In the past few years another sphere of photography has begun to be developed, most particularly in North America. This involves the use of photography in counselling and therapy.4 There is now a thriving community of therapists there, using photography in a variety of ways, who have regular conferences and symposiums, and publish the Photo Therapy Journal.5 In some respects their body of work can be seen to be in alignment, in this country, with that of the growing discipline of art therapy though this has not, as yet, given any significant attention to the uses of photography within training courses.
A recently published book Art as Healing6 is a useful guide to one aspect of art therapy and deals with the artworks of hospital and psychiatric patients. Much of the imagery contained therein deals with power and powerlessness.
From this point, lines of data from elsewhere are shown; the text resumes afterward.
Issue #540, opened 2013-11-06
Eliminate yaml dependency


stevenbird:
Use json or pickle instead of yaml for serialisation, to remove the yaml dependency in favour of the built-in libraries. This effects a couple of tagger modules, and data.py and yamltags.py.

stevenbird:
We need to decide which of pickle or json to use.

kmike:
Big +1 for removing YAML dependency.

### JSON

Pros:
- there is no security risk in using json;
- compatibility is not an issue;

Cons:
- it'll require more code than pickle.

### Pickle

Pros:
- pickle support means multiprocessing support;
- less code to write.

Cons:
- there are different pickle protocols;
- pickling/unpickling is different in Python 2/3;
- pickled models disallow changing/moving classes, attributes, etc. - they require the same code to present at unpickling time;
- unpickling allows arbitrary code execution;
- pickled data is not readable without Python.

I vote for JSON even though it is more work.

heatherleaf:
Also +1 for JSON

turicas:
The idea is to remove all YAML support (like not being able to use `nltk.data.load` with a YAML file) or just remove from the official data distribution?

Curently the list of files that have `yaml` in its contents is:
- `ChangeLog`
- `nltk/data.py`
- `nltk/__init__.py`
- `nltk/tag/brill.py`
- `nltk/tag/sequential.py`
- `nltk/test/data.doctest`
- `nltk/yamltags.py`
- `pip-req.txt`
- `setup.py`
- `web/install.rst`

Can you provide more information about which files need to be changed and which not?

stevenbird:
It would be fine to leave yaml support in data.py, and data.py works fine even when yaml is not installed. However, I think yaml can be replaced everywhere else.

stevenxxiu:
Should the classes using yaml have any backwards compatibility for yaml files? I don't think any yaml files exist in the nltk data packages.

stevenbird:
No, we will give up backwards compatibility. We'll just retain yaml support in data.py in case someone wants to use it to load their own yaml files using the data loader.

kmike:
If yaml files don't exist in nltk data packages then we can live without json serialization. Pickle support is still desired because users may want to save models using pickle, and because it is needed for multiprocessing to work. Most of pickle disadvantages doesn't matter if it is user who creates a model and saves it.

heatherleaf:
[...]

PR #557, opened 2013-12-03
Pull request.json tags, cf https://github.com/nltk/nltk/issues/540

stevenxxiu:
Removed any yaml serialization schemes, converted `nltk.tag.sequential` to using a json serialization scheme, by using `nltk.jsontags` as a helper class.


kmike:
I like this solution - changes are minimal. 

Could you please add some tests and update install docs (as PyYAML is no longer needed)?

stevenbird:
Yes, good work @jskda.
+1 to @kmike's request.

stevenxxiu:
Thanks. I've added some tests for `nltk.jsontags`.

Issue #522, opened 2013-10-28
Interface to Stanford Parser


stevenbird:
Add interface to Stanford Parser.

stevenbird:
We will need to decide which trained model(s) to distribute with NLTK. We will also need to make sure that the model version is reflected in its filename. A given version of NLTK will only be expected to support one version of the Stanford Parser (i.e. we will hardcode the data loader to the model version).

stevenbird:
Note that we want to pick up the latest version of the parser that is available. This hardcodes 3.3.0, but it is now already at 3.3.1.

PR #560, opened 2013-12-11
Interface to stanford parser, cf https://github.com/nltk/nltk/issues/522

stevenxxiu:
Interface to stanford parser which works by calling java.exe on the commandline, cf https://github.com/nltk/nltk/issues/522


stevenbird:
@jskda do we need to add a trained model to the nltk_data collection?

stevenxxiu:
@stevenbird I've currently implemented this by adding the model data path as a java classpath: `nltk.parse.stanford.StanfordParser.model_path`, by using the model jar from the stanford parser.
Should I extract those models to nltk_data?

Issue #559, opened 2013-12-06
Gale-Church aligner


stevenbird:
Get the Gale-Church aligner in the align branch to work. It currently breaks when blocks have unequal length (i.e. aligning a source paragraph with n sentences with a target paragraph with m != n sentences).

stevenbird:
@tmarek: we are moving ahead with your implementation at last, and would welcome your participation if you have time

stevenbird:
Merged into develop in https://github.com/nltk/nltk/commit/e4df597462981b6cee927c0286b934ce18ddd57b

PR #562, opened 2013-12-12
Fixes to the align branch

stevenxxiu:
Some small bug fixes for the align branch and changed variable names to PEP-8 style variable names.

Fixed the gale church implementation so the included doctests pass & used log probabilities in the distance function. 
The implementation details has changed somewhat from @tmarek's original implementation as I couldn't get the same distance scores as the ones from the reference implementation in the the Gale-Church Aligner paper.

cf https://github.com/nltk/nltk/issues/559


stevenbird:
Nice work, thanks @jskda.

PR #563, opened 2013-12-12
Speed improvements and refactor of wordnet `common_hypernyms` functions

watercrossing:
The changes cause nltk to cache the sets of all hypernyms of a Synset, as its generation is expensive. This causes speed improvements of factor >20 if `common_hypernyms` or `lowest_common_hypernyms` are called repeatedly on combinations of Synsets, for example:

```
from itertools import combinations_with_replacement
p = wn.synsets("House")
[x.common_hypernyms(y) for x,y in combinations_with_replacement(p,2)]
```

Comparing speeds using `timeit`, the following results are achieved:
Current develop: 100 loops, best of 3: 4.82 ms per loop
This pull request: 10000 loops, best of 3: 86.6 μs per loop
74x faster.


stevenbird:
Thanks for the speed improvement @watercrossing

Such work is clearly operating within the twin discourses of art and ‘mental health’ (the book won the Book of the Year Award of the National Mental Health Association), so perhaps here we have a clue as to why British cultural journals have largely chosen to ignore this sphere of activity, in spite of ‘readers being present in their texts’ at every stage of the production of meaning processes. In the British photographic press, for example, there has been no interest in these developments or in their potential usefulness to us in debates about the importance of visual representation. I wonder why.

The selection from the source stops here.